• _WHAT YOU HAVE TO DO_
Repeat only the lines below from the one containing "PR #47, opened 2021-08-11" through the one containing "global variables in", inclusive, exactly as written.

• _Extracted data entries_
----------
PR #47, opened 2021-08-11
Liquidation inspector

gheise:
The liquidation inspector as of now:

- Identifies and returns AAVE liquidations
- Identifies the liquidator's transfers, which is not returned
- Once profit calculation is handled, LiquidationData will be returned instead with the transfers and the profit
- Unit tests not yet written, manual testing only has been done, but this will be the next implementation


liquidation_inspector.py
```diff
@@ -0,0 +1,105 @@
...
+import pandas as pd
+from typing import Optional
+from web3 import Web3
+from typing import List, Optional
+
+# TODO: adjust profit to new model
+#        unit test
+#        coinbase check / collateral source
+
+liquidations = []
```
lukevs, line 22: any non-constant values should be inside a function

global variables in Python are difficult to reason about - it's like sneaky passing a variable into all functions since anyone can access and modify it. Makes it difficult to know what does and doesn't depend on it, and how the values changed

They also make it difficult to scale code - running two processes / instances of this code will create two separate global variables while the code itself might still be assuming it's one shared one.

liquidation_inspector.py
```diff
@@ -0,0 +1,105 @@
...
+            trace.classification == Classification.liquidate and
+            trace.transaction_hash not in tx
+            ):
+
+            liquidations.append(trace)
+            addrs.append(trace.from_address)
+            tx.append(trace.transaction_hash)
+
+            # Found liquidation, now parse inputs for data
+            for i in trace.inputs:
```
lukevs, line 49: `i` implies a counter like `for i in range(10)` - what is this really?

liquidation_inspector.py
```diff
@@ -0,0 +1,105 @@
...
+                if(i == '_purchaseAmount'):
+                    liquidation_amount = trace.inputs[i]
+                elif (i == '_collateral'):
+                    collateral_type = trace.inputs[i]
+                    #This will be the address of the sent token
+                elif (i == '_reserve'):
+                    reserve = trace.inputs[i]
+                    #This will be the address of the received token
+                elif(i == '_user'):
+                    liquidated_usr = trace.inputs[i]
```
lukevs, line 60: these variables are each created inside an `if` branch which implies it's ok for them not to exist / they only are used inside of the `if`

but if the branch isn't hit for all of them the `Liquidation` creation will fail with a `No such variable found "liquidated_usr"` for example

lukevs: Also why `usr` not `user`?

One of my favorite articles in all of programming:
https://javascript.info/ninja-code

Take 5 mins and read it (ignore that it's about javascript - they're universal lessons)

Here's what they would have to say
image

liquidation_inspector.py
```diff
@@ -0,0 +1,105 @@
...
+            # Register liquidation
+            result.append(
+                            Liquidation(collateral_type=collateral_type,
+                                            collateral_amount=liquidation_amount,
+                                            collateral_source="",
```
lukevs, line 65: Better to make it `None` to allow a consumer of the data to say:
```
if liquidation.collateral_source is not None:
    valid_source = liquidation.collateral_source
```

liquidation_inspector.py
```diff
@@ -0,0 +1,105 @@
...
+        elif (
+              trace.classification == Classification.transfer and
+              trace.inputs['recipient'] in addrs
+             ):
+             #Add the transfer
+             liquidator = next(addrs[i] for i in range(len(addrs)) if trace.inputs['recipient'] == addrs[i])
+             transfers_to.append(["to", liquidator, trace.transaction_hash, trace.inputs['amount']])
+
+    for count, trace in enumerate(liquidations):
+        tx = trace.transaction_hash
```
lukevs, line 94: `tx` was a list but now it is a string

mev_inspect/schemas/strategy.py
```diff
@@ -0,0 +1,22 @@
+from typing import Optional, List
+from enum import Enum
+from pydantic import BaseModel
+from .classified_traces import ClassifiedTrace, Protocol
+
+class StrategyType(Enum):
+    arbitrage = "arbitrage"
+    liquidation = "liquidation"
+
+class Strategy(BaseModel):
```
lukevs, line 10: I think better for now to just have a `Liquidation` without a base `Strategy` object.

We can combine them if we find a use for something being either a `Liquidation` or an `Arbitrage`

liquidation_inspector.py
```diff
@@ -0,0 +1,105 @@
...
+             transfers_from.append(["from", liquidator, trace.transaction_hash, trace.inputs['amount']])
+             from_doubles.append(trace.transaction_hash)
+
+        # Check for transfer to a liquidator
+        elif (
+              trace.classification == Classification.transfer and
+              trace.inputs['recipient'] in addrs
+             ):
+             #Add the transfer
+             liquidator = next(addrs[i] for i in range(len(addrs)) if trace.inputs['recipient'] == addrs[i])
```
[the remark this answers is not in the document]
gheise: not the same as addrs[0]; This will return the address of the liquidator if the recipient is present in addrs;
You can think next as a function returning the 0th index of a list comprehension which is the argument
----------
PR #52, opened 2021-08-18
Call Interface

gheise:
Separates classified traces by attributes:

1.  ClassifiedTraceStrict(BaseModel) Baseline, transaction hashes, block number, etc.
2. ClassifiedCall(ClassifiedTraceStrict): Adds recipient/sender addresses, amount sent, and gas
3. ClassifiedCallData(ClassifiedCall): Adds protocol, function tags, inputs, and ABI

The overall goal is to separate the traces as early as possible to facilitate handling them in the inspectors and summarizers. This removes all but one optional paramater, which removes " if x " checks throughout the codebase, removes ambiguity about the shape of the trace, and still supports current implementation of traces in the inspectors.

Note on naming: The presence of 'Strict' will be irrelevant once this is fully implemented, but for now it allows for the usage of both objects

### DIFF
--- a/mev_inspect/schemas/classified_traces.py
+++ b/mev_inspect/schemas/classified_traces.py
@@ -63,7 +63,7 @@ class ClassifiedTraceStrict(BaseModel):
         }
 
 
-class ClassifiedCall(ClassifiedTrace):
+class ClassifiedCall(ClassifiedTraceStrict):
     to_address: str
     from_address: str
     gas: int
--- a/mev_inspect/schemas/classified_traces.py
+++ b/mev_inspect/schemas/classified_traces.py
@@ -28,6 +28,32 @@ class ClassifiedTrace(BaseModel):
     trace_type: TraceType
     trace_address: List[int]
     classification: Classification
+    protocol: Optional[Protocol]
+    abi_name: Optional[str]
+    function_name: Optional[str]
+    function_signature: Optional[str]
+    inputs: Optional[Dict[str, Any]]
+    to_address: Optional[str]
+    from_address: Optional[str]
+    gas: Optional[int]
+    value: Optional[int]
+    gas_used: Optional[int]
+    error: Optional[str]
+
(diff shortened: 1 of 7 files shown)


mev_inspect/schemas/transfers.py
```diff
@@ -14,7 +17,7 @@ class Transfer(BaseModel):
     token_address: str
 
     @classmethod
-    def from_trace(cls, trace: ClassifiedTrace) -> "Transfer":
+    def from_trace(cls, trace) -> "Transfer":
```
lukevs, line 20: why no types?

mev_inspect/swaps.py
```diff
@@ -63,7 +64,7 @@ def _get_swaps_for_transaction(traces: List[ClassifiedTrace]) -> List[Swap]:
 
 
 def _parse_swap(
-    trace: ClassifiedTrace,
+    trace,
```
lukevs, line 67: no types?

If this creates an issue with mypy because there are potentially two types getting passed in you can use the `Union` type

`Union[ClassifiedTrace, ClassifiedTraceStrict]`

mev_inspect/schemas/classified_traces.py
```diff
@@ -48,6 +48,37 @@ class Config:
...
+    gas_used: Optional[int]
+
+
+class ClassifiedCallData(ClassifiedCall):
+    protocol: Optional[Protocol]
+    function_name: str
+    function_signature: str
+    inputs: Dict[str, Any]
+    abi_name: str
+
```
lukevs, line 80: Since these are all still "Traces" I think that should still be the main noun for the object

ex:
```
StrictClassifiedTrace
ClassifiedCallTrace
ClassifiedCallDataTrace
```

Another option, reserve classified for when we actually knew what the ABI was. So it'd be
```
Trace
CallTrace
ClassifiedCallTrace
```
----------
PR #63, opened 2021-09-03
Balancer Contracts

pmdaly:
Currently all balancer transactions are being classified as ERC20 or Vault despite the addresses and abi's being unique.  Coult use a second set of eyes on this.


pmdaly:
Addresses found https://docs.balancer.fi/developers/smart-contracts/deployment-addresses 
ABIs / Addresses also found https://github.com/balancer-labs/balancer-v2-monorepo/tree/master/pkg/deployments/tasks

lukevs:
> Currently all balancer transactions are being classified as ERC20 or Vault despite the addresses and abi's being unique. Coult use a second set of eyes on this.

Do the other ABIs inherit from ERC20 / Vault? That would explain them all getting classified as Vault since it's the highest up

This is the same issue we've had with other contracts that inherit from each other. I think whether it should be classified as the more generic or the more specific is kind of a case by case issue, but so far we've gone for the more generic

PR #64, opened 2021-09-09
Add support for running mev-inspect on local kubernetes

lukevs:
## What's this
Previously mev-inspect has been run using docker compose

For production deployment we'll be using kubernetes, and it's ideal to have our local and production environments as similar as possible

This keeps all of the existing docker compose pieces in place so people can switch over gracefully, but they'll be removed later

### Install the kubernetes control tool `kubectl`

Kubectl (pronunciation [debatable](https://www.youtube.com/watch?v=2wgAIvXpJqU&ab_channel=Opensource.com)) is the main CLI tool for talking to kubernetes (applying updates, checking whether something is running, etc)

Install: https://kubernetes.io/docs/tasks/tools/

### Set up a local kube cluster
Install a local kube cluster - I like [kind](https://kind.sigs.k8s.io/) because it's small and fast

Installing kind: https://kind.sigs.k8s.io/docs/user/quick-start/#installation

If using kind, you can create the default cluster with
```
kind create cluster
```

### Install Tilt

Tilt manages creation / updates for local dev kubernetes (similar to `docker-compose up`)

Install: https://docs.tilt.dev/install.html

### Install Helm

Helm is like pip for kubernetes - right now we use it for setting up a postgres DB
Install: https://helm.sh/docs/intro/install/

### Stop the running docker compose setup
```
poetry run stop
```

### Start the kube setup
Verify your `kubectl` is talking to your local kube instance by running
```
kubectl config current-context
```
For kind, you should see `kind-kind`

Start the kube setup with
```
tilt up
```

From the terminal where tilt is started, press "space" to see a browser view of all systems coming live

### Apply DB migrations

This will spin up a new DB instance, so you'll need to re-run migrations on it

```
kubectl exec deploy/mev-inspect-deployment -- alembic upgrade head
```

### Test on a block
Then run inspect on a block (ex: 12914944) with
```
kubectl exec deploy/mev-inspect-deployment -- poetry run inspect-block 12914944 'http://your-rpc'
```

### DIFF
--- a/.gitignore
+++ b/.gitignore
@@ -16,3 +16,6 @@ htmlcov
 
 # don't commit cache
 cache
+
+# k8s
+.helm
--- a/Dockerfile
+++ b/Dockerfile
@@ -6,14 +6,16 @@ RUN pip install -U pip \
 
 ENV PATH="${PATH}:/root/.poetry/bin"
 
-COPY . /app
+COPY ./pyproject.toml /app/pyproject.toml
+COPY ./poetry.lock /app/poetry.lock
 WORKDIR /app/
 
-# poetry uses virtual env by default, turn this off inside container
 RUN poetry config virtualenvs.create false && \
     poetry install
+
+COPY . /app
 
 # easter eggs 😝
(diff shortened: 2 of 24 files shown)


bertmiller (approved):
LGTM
----------
• _WRITTEN ANSWER_
PR #47, opened 2021-08-11
Liquidation inspector

gheise:
The liquidation inspector as of now:

- Identifies and returns AAVE liquidations
- Identifies the liquidator's transfers, which is not returned
- Once profit calculation is handled, LiquidationData will be returned instead with the transfers and the profit
- Unit tests not yet written, manual testing only has been done, but this will be the next implementation


liquidation_inspector.py
```diff
@@ -0,0 +1,105 @@
...
+import pandas as pd
+from typing import Optional
+from web3 import Web3
+from typing import List, Optional
+
+# TODO: adjust profit to new model
+#        unit test
+#        coinbase check / collateral source
+
+liquidations = []
```
lukevs, line 22: any non-constant values should be inside a function

global variables in Python are difficult to reason about - it's like sneaky passing a variable into all functions since anyone can access and modify it. Makes it difficult to know what does and doesn't depend on it, and how the values changed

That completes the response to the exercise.